Innovative technology is key to infusion. She explains of the brand’s latest offering: “Environ offer a Time Defy Peptide Treatment that involves the use of a highly technical formulation of three powerful peptides that are infused with low frequency sonophoresis to stimulate cell communication and impact the release of Collagen type one in the deepest layers of the skin. The skin responds by rebuilding necessary connective tissue in areas of the face that collapse and wrinkle with age.”

Dermalogica has been equally focused on penetrating the skin with technological advancements. Of the brand’s latest development, Hobson explains: “The ingredient technology trend is to create highly active ‘professional use only’ products, packaged in the latest carrier systems, which are delivered further and faster into the skin for rapid penetration by the use of the latest equipment technology such as Micro-Current, Ultra Sound and LED. The results can be quite remarkable.” The skincare brand’s latest development utilises this. “The [IonActive™ Power Treatment] is a highly active and personalised skin treatment which intensely targets stubborn skin concerns including ageing, pigmentation, acne, sensitivity and dehydration. [It] combines the art of personalisation with the science of ionisation to drive active ingredients faster and farther into the skin.”

Similarly, technology that can recreate the effects of invasive procedures without being considered as such, remain popular. New Zealand’s The Face Place offers consumers access to a Thermi-RF Series to assist in “revealing fresh spring skin”. Janelle Brunton-Rennie from the company explains that they include options such as ThermiTight® – facial lifting for the neck and jowls and ThermiSmooth® – facial smoothing without needles. The latter embraces radiofrequency energy to gently heat the skin and stimulate the remodelling of existing collagen.

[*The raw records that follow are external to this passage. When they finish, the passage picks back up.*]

PR #231, opened 2024-02-04
Avoid alloca in libpsl and tests

rockdaboot:
`alloca()` needs special treatment for Windows and possibly other systems. The implementation also is compiler-specific. `alloca()` in general is considered "dangerous" (similar to variable-length arrays (VLAs)).

This PR drops the usage of `alloca()` for the aforementioned reasons.

### DIFF
--- a/src/psl.c
+++ b/src/psl.c
@@ -69,12 +69,8 @@ typedef SSIZE_T ssize_t;
 
 #ifndef _WIN32
 # include <arpa/inet.h>
-#endif
-
-#ifdef HAVE_ALLOCA_H
-#	include <alloca.h>
-#elif defined _WIN32
-#	include <malloc.h>
+#else
+# include <malloc.h>
 #endif
 
 #ifdef WITH_LIBICU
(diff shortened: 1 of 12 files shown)


src/psl.c
```diff
@@ -78,12 +78,7 @@ typedef SSIZE_T ssize_t;
 
 #ifndef _WIN32
 # include <arpa/inet.h>
-#endif
-
-#ifdef HAVE_ALLOCA_H
-#	include <alloca.h>
-#elif defined _WIN32
-#	include <malloc.h>
+# include <malloc.h>
```
eli-schwartz, line 81: I assume you mean stdlib.h here? This is a glibc-ism.

eli-schwartz (changes requested):

src/psl.c
rockdaboot: Regarding https://learn.microsoft.com/de-de/cpp/c-runtime-library/reference/malloc?view=msvc-170, `malloc()` requires `stdlib.h` and `malloc.h`. The first is included further up, unconditionally.

Glibc only requires `stdlib.h`.

eli-schwartz: Right but for non Windows the canonical definition is stdlib.h -- malloc.h may not exist and isn't documented as the correct way to do it.

It does exist on glibc but it doesn't exist on macOS, which caused a build failure.

rockdaboot: My bad, the include was in the `#ifndef _WIN32` path, should have be in the `#else` path. Fixed it and force-pushed.

rockdaboot: @eli-schwartz Can you check again (see my comment https://github.com/rockdaboot/libpsl/pull/231#discussion_r1481061750) and unblock the PR if OK?

eli-schwartz: Yup, sorry, lost track of that.

eli-schwartz:
Rebased in order to refresh CI checks, everything looks good.

PR #233, opened 2024-02-05
CI: Add Github Actions testing for the meson builds too

eli-schwartz:


eli-schwartz:
For the meson builds I didn't bother to check all the different runtimes, in part because doing this nicely in a matrix is hard.

macOS finds libidn2 and Ubuntu finds ICU, though.

rockdaboot:
:+1:
Just learned that a) meson + ninja can be installed via pip and b) windows and macos runners exist for GH actions 😃

eli-schwartz:
Meson is supposed to be because it's python software. Ninja technically should be installed via  apt or brew but this introduced more complexity than I wanted compared to using a GH Actions matrix. It is handy, yeah.

PR #240, opened 2024-03-24
Add configure flag --with-libunistring-prefix

### LINKED ISSUE #214: Direct dependency "libunistring" has no configure options
When building libpsl with `--enable-runtime=libidn2` **libunistring** also seems to become a *direct* dependency. While libidn2 can be tuned via pkg-config or the LIBIDN2_CFLAGS/ LIBIDN2_LIBS variables there's no such visible option for libunistring in libpsl's `configure --help` output. The libunistring package doesn't offer any pkg-config integration too sadly… resulting in the libpsl configure just fail when it can't be located in a default directory.

A `--with-libunistring-prefix=` configure option would be appreciated. It also would add verbosity to this requirement.

Currently an ugly workaround via the CPPFLAGS/LDFLAGS/LIBS variables kludge is required to make things work:
```
./configure --prefix=/usr/local/targetdirectory/libpsl/0.21.2 \
    --enable-runtime=libidn2 \
    CPPFLAGS="-I/usr/local/targetdirectory/libunistring/latest/include" \
    LDFLAGS="-L/usr/local/targetdirectory/libunistring/latest/lib" \
    LIBS="-lunistring" \
    …
```

rockdaboot:
Fixes #214

@TurtleWilly @rb07 Can you test this please?

It looks like it works for me:
```
$ ./configure --enable-runtime=libidn2 --with-libunistring-prefix=/tmp
...
$ make
...
$ ldd tests/test-is-public
        linux-vdso.so.1 (0x00007ffd4179a000)
        libpsl.so.5 => /home/tim/src/libpsl/src/.libs/libpsl.so.5 (0x00007f2440e2c000)
        libc.so.6 => /lib/x86_64-linux-gnu/libc.so.6 (0x00007f2440c2d000)
        libunistring.so.5 => /tmp/lib/libunistring.so.5 (0x00007f2440a70000)
        libidn2.so.0 => /lib/x86_64-linux-gnu/libidn2.so.0 (0x00007f2440a3d000)
        /lib64/ld-linux-x86-64.so.2 (0x00007f2440e46000)
```

### DIFF
--- a/configure.ac
+++ b/configure.ac
@@ -22,6 +22,9 @@ AC_C_INLINE
 dnl Check for visibility support
 gl_VISIBILITY
 
+dnl Unicodesupport
+gl_LIBUNISTRING
+
 #
 # Generate version defines for include file
 #
--- a/m4/absolute-header.m4
+++ b/m4/absolute-header.m4
@@ -1,0 +1,100 @@
+# absolute-header.m4 serial 18
+dnl Copyright (C) 2006-2024 Free Software Foundation, Inc.
+dnl This file is free software; the Free Software Foundation
+dnl gives unlimited permission to copy and/or distribute it,
+dnl with or without modifications, as long as this notice is preserved.
+
+dnl From Derek Price.
+
+# gl_ABSOLUTE_HEADER(HEADER1 HEADER2 ...)
+# ---------------------------------------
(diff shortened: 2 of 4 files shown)


rb07:
Yes, it works for me.

PR #241, opened 2024-03-24
Add prerequisites for building with GNU autotools

### LINKED ISSUE #157: maybe mention dependencies?
There are a couple of dependencies, for building from git, which are not mentioned in the README:

```
autoconf
autopoint
gtk-doc
```

rockdaboot:
Fixes #157

### DIFF
--- a/README.md
+++ b/README.md
@@ -8,8 +8,7 @@ Solaris OpenCSW [![Build Status Solaris amd64](https://buildfarm.opencsw.org/bui
 [![Build Status Solaris SparcV9](https://buildfarm.opencsw.org/buildbot/png?builder=libpsl-solaris10-sparcv9)](https://buildfarm.opencsw.org/buildbot/builders/libpsl-solaris10-sparcv9)
 
 
-libpsl - C library to handle the Public Suffix List
-===================================================
+# libpsl - C library to handle the Public Suffix List
 
 A *Public Suffix List* is a collection of Top Level Domains (TLDs) suffixes.
 TLDs include *Global Top Level Domains* (gTLDs) like `.com` and `.net`;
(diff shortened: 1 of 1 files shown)


README.md
```diff
@@ -124,24 +117,29 @@ Install with
...
 		cd libpsl
 
-Build with GNU autotools
+### Building with GNU autotools
+
+Prerequisites:
+  - python2.7+ (for converting the PSL list)
+  - basic C development tools (compiler, linker)
+  - git, make, autoconf, autoconf-archive, autopoint, automake, autotools,
+  - libtool, gettext, m4, pkg-config
```
eli-schwartz, line 133: A lot of this can be summarized as "need autotools". Mentioning autopoint and m4 in particular are very specific details that are really abstracted away by the primary projects they are bundled with or a dependency of -- m4 is required by autoconf since autoconf processes m4 files, autopoint is part of gettext.

README.md
```diff
@@ -124,24 +117,29 @@ Install with
...
+  - for building docs: gtk-doc-tools (gtkdocize)
+  - for building tarballs: gzip, lzip
```
eli-schwartz, line 135: building tarballs isn't part of building the project, it's part of maintaining the project. IMO it's not good material for README.md, but could be good material for RELEASING.md as project-internal release checklists etc.

README.md
rockdaboot: Indeed, `m4` has been pulled in as dependency here on Debian testing, but not so for `autopoint` nor `autotools-dev`. So I'd rather mention these tools/packages.

Removing `git` because without it you won't be able to fetch the sources!? (Mostly)

eli-schwartz: I did not realize autopoint was a separate package in Debian. How utterly pointless...

rockdaboot: It has been part of gettext a while ago, AFAIR. There must be some reason to separate both, but idea tbh.

PR #246, opened 2024-05-06
Add Libs.private to autoconf libpsl.pc

alyssais:
Static libraries don't include dependency information, so when using pkg-config to find out how to link with a static library, the .pc file for that library has to specify what other libraries to link. Libs.private is like Libs, except it's only used when static linking. This fixes linking against a static libpsl using pkg-config.

The Meson-generated libpsl.pc just includes all of its dependent libraries in Libs, so doesn't require any additional fix.


eli-schwartz (approved):
lgtm

I would personally reorganize it so the two Libs lines are together but that's just a nit.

Says Sonia Clifford of , technological offerings are essential for maximising results: “Professional treatments have a higher concentration of actives and therapists are trained to recommend and perform treatments that will yield the best results for their clients’ skin. Clinicians also use devices such as the Healite II, low level light therapy, in conjunction with treatments to maximise results and outcomes from the treatment.”

Hydration station
Radiance remains a popular request for consumers, with brands like Medik8 formulating deeply hydrating treatments that focus on plumping skin. The brand’s latest release is a Medik8 Radiance Mask, of which Clifford explains: “It is an instant radiance-boosting mask enriched with L-ascorbic acid (vitamin C) to be used specifically in Medispa treatments. It contains powerful key active L-ascorbic acid to fight free-radical damage and helps improve the appearance of dull and devitalised skin. The formula incorporates liquid crystal technology to enhance the delivery of ascorbic acid and natural grapefruit oil for a refreshing experience. It is [a] pampering, easy-to-use mask that will leave skin appearing brighter, more radiant and instantly hydrated.”

Interest in brightening and plumping extends into the rest of the complexion. Says Hayley Fahd state trainer of Ella Baché: “[The focus is on] skin brightening and tightening, it’s all about clear skin and an even complexion.” Take the SpiruLines Eye Lifting Patches for example: “They are specifically designed to firm and plump fine lines and wrinkles and reduce puffiness and dark circles around the eye area. [Incorporating] state of the art Bio-Cellulose mask fibres, that give complete adhesion to the skin, infused with amazing active ingredients like hyaluronic acid and adenosine to re-energise and restructure the skin, resulting in a more youthful, brighter eye area.”